Where there are annotations on the page, for example indicate this by inserting [annotation on left of page:]. For consistency work in a clockwise manner.
Where the document includes an image with in the body of the text indicate this with the following, [image]. This is used when the author has drawn a picture or diagram and this needs to be referenced in the document. This is particulary useful where the author has annotated the image with labels or text.
Crossed Out Text
Deleted text: record what you see within square bracket with stikethrough in front of the text indicting it has been struckthrough in the text, e.g. [strikethrough: Sarah]
Indistinct / illegible text: record what can be seen of each word in separate square brackets, with an underscore for each missing letter e.g. [S_l] [Dav_ _ s] [ _ _ _].
Abbreviated words should be written as found within text, but written out in full in the keyword field.
Use a standard way of transcribing figures relating to money with the currency symbol and a comma between hundreds and thousands, between hundreds of thousands and millions and so on. Also, include a full stop between the full currency number and the cents. e.g. R2,354.22 or $7,984,832.00
Accents and umlauts: please insert e.g. née, Thöle etc, followed by the same word, in square brackets, without umlauts [Thole].
Where you find a signature, write out the word “signture” in square brackets to indicate where the person has signed in the text, e.g. [signature]
Spelling errors: type the error as you see it e.g. Nudesburg, followed by the word sic, in square brackets e.g. [sic]. Than place correct spelling in keyword field.
Text on Pages Behind
Text viewable on a page behind the page you are transcribing whether due to the transparency of the page or due to ragged-edges to the page: do not record text visible on a page behind the one on which you are working.
Words change in meaning over time. Words that were acceptable in the past, are no longer acceptable in the present day. In order to avoid offence, we record these words in such a way that does not reproduce them as they appear in the original.

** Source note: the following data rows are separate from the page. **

PR #7, opened 2016-08-11
Implement zoom

EltayebAhmed:
Refactored PlotFigure class into a base_plot_figure_class and a base_qt_plot_figure and a concrete class
Implemented zoom in and zoom out functionality.

**To test:**
Bring up any plotting window (either by plotting a slice in mslice or using the plotting.pyplot library and click the zoom in button. 
Then draw using click and drag draw a rectangle over an area to zoom in to that area. It will add the previous view to a an internal stack
Clicking zoom out will undo the last zoom and remove it from the zoom stack. If the stack is empty zoom out will do nothing.

### DIFF
--- a/models/projection/powder/mantid_projection_calculator.py
+++ b/models/projection/powder/mantid_projection_calculator.py
@@ -1,15 +1,16 @@
-
-from mantid.simpleapi import AnalysisDataService,ConvertToMD
-
+from mantid.simpleapi import ConvertToMD
 from models.projection.powder.projection_calculator import ProjectionCalculator
 from models.workspacemanager.mantid_workspace_provider import MantidWorkspaceProvider
 
+MD_SUFFIX = '_MD'
+
 
 class MantidProjectionCalculator(ProjectionCalculator):
-    def calculate_projection(self, input_workspace, output_workspace, axis1, axis2):
-        import random,string
-        letters = list(string.ascii_lowercase)
-        random.shuffle(letters)
-        input_workspace = MantidWorkspaceProvider.get_workspace_handle(input_workspace)
-        x = ConvertToMD(input_workspace,'|Q|','Direct')
-        raise NotImplementedError('Implement me')
+    def calculate_projection(self, input_workspace, axis1, axis2):
+        output_workspace = input_workspace + MD_SUFFIX
+        if axis1 == '|Q|' and axis2 == 'Energy':
+            ConvertToMD(InputWorkspace=input_workspace, OutputWorkspace=output_workspace, QDimensions='|Q|',
+                        PreprocDetectorsWS='-')
+        else:
+            raise NotImplementedError('MSlice currently only supports projection to Energy vs |Q|')
+
--- a/models/projection/powder/mantid_projection_calculator.py
+++ b/models/projection/powder/mantid_projection_calculator.py
@@ -1,22 +1,15 @@
-from math import sqrt,cos
 
-from mantid.simpleapi import SofQWNormalisedPolygon,mtd
+from mantid.simpleapi import AnalysisDataService,ConvertToMD
 
 from models.projection.powder.projection_calculator import ProjectionCalculator
+from models.workspacemanager.mantid_workspace_provider import MantidWorkspaceProvider
 
 
 class MantidProjectionCalculator(ProjectionCalculator):
-    def calculate_projection(self, input_workspace, output_workspace, qbinning, axis1, axis2):
-        if axis1 == 'Energy' and axis2 == '|Q|':
-            #TODO is EMode always direct ?
-            SofQWNormalisedPolygon(InputWorkspace=input_workspace, OutputWorkspace=output_workspace,
-                                                                QAxisBinning=qbinning,EMode='Direct')
-
-    def calculate_suggested_binning(self, input_workspace):
-        return '0,.1,10'
-        #TODO AskInstrument scientist about calculating scattering angles
-        input_workspace = mtd[input_workspace]
-        ei = float(input_workspace.getRun().getLogData('Ei').value)
-        ki = sqrt(ei/2.07)
-        kf = sqrt((ei-0.0)/2.07)
-        Qx=ki*1-cos(minTheta)*kf
+    def calculate_projection(self, input_workspace, output_workspace, axis1, axis2):
+        import random,string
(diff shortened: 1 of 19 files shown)


plotting/plot_window/base_qt_plot_window.py
```diff
@@ -0,0 +1,92 @@
...
+                                   QtGui.QSizePolicy.Expanding)
+        FigureCanvas.updateGeometry(self)
+        self._rect_cid = None
+        self._motion_cid = None
+        self._new_axes_limits = [[None,None],[None,None]] # For zooming [[x_lower,x_upper],[y_lower,y_upper]]
+        # TODO implement zoom history stack
+        self._zoom_history_stack = []
+        self._zoom_rect = None
+
+    def zoom_out(self):
```
EltayebAhmed: Is putting the zoom related functions in the canvas ok? I did that because most tools i needed were attributes of the canvas, although it would not be difficult to move this code to the window

plotting/plot_window/base_qt_plot_window.py
```diff
@@ -0,0 +1,92 @@
...
+
+    def _redraw_zoom_rect(self,mouse_event):
+        self._new_axes_limits[0][1] = mouse_event.xdata
+        self._new_axes_limits[1][1] = mouse_event.ydata
+        if self._zoom_rect:
+            self._zoom_rect.remove()
+        x,y = self._new_axes_limits[0][0], self._new_axes_limits[1][0]
+        width, height = map(lambda x: x[1]-x[0], self._new_axes_limits)
+        self._zoom_rect = Rectangle((x, y), width, height, fill=False)
+        self.axes.add_patch(self._zoom_rect)
```
EltayebAhmed: Is using matplotlib to draw the zoom rectangle (shown while selecting region to zoom in on) OK? 
it comes with much less code overhead compared to using a qpainter and overriding the paintEvent function

EltayebAhmed:
@martyngigg

models/projection/powder/mantid_projection_calculator.py
```diff
@@ -1,22 +1,15 @@
...
-        return '0,.1,10'
-        #TODO AskInstrument scientist about calculating scattering angles
-        input_workspace = mtd[input_workspace]
-        ei = float(input_workspace.getRun().getLogData('Ei').value)
-        ki = sqrt(ei/2.07)
-        kf = sqrt((ei-0.0)/2.07)
-        Qx=ki*1-cos(minTheta)*kf
\ No newline at end of file
+    def calculate_projection(self, input_workspace, output_workspace, axis1, axis2):
+        import random,string
```
martyngigg: Is there a reason this has been modified when the PR is related to implementing zooming? This seems completely unrelated.

models/workspacemanager/mantid_workspace_provider.py
```diff
@@ -19,4 +19,9 @@ def rename_workspace(self, selected_workspace, newName):
         return RenameWorkspace(selected_workspace,newName)
 
     def save_nexus(self, workspace, path):
-        SaveNexus(workspace,path)
\ No newline at end of file
+        SaveNexus(workspace,path)
+
+    @staticmethod
+    def get_workspace_handle(workspace_name):
```
martyngigg: What's the reason that this is a static method when all other methods are instance methods?

plotting/plot_window/base_qt_plot_window.py
martyngigg: How is this handled by the standard canvas? I would suggest following a similar style.

plotting/plot_window/base_qt_plot_window.py
martyngigg: That seems fine. As long as the interactive performance is okay then this seems reasonable.

plotting/pyplot.py
```diff
@@ -6,6 +6,7 @@ def draw_if_interactive():
     # We will always draw because mslice might be running without matplotlib interactive
     for figure in FigureManager._figures.values():
         figure.canvas.draw()
+        figure.canvas.draw()
```
martyngigg: Does there need to be 2 draw calls here?

EltayebAhmed:
@martyngigg Issues resolved

EltayebAhmed:
Moving mouse out of bounds while zooming breaks zooming

plotting/plot_window/base_qt_plot_window.py
```diff
@@ -45,10 +45,16 @@ def _start_draw_zoom_rect(self,mouse_event):
 
 
     def _redraw_zoom_rect(self,mouse_event):
+        cache = [self._new_axes_limits[0][:],self._new_axes_limits[1][:]]
         self._new_axes_limits[0][1] = mouse_event.xdata
         self._new_axes_limits[1][1] = mouse_event.ydata
         rect = zip(*self._new_axes_limits)
-        rect = self.axes.transData.transform(rect)
+        try:
```
EltayebAhmed: If user releases mouse while out of bounds will result in strange zooming bounds, but if you bring the mouse back in before releasing it will zoom as expected.
Is that acceptable behaviour?

martyngigg: @EltayebAhmed I don't think that is acceptable unless there's absolutely on way around it.

martyngigg:
This seems to work as expected. One problem I have though is that I can't really see the zoom rectangle as on my system it is black on dark blue with the current colour map.

EltayebAhmed:
@martyngigg  Is it poorly visible
or totally invisible?

martyngigg:
@EltayebAhmed As we discussed we will leave this entirely for `matplotlib` to handle.

The branch has also developed a conflict.

EltayebAhmed:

This is how they should appear: k*fir(s) [one f] , k*ffir(s) [two fs], n*gger(s), c*olie(s), n*gro(es). This also applies to swear words such as:sh*t and f*ck.
Authority List of Names
We need a constant way of writing people’s names. This reference list is found here. Use the name written in red.
For forms, write a brief summary of what the form is about (not more than two sentences), and then only transcribe the hand-written text separating fields with a colon “;”.
Separating Sentences or Paragraphs
At the end of each sentence or paragraph use two forward slashes to indicate the spacing within the text, e.g.
1) Office. staff: Personnel.//
2) Interviews – more staff
3) Guarding //
The reason for this is, because the metadata field does not recognise spacing.
Step 3: Keywords Field
Keywording standards are here, even though this refers to images.
Step 4: Date Field
How to do date formats can be found here if you search for “Date”. The date the manuscript was intially written, for example a letter, this is the date that should be placed in the date field. Other dates to be considered are conference dates as they can strech out over a number of days, we record the first day of the conference, e.g. 27-29 November 1989, write 1989/11/27.
Step 4: Location Field
Write the location which the letter was sent from. Manuscripts that are memos, minutes, or invitations the location which this event took place should be filled into the location field.
Step 5: Copyright Classification Field
Ensure that this field is completed and corresponds to the date of the document. For transcripts select the literary field, where you will find a list of dates. This is very important, because of copyrights embargoes.